Anyway, I had a post like that in my head earlier this afternoon, while I was taking a shower. Then I drove to Orangeville and then I put up a post on The Town Crier and then I surfed the internet (mainly The Classical). Then I forgot whatever it is I was going to write (it was going to be pretty good, believe me). Now my brain feels vaguely “stretched” and “stunted.” I have to write something about The Hunger Games (books and movies) before I forget to (I have lots of notes). But before that I think I need to read. It is usually the antidote to feeling like I cannot write. When Hemingway talks about always needing to “recharge,” via reading, I think that is what he meant.

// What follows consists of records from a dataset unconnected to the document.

PR #2860, opened 2023-09-23
use built-in idna instead of thrid party

karpetrosyan:
# Summary

Use built-in idna instead of third party library.

# Checklist

### DIFF
--- a/httpx/_urlparse.py
+++ b/httpx/_urlparse.py
@@ -19,8 +19,6 @@ import ipaddress
 import re
 import typing
 
-import idna
-
 from ._exceptions import InvalidURL
 
 MAX_URL_LENGTH = 65536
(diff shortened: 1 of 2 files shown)


karosis88:
Thinking about why the output is not the same.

(An aside: I feel like there is too much writing, not enough reading “in the culture generally.” This is probably an idiotic statement. But if writing is a way of understanding what you think, as it is often said, reading is where you go to learn how to think. It is how you attain the raw materials that you will assemble when writing. Isn’t that the real failure of the current literary economy? There are so few paying jobs, especially well paying jobs, that reading must take a backseat to writing, endless writing. I don’t make a lot of money from my writing. From “journalism” and “criticism” I have made exactly nothing. So I’m not the best person to ask about, let alone speak to, this. But what has stopped me, to this point, from making more concerted efforts to earn money from my writing is the weird feeling that I will have to give up reading.
((Aside number two: Give up reading? There’s so much else in my life that I could give up before reading. Reading is something that you make time for, that you absolutely have to make time for, if you have any interest in writing. Right? Right?
(((Aside number three: What the fuck do I know? Why even digress?
((((Aside number four: Maybe it is precisely the lapses in confidence represented by these asides that working steadily is meant to combat. (Yes.) ))))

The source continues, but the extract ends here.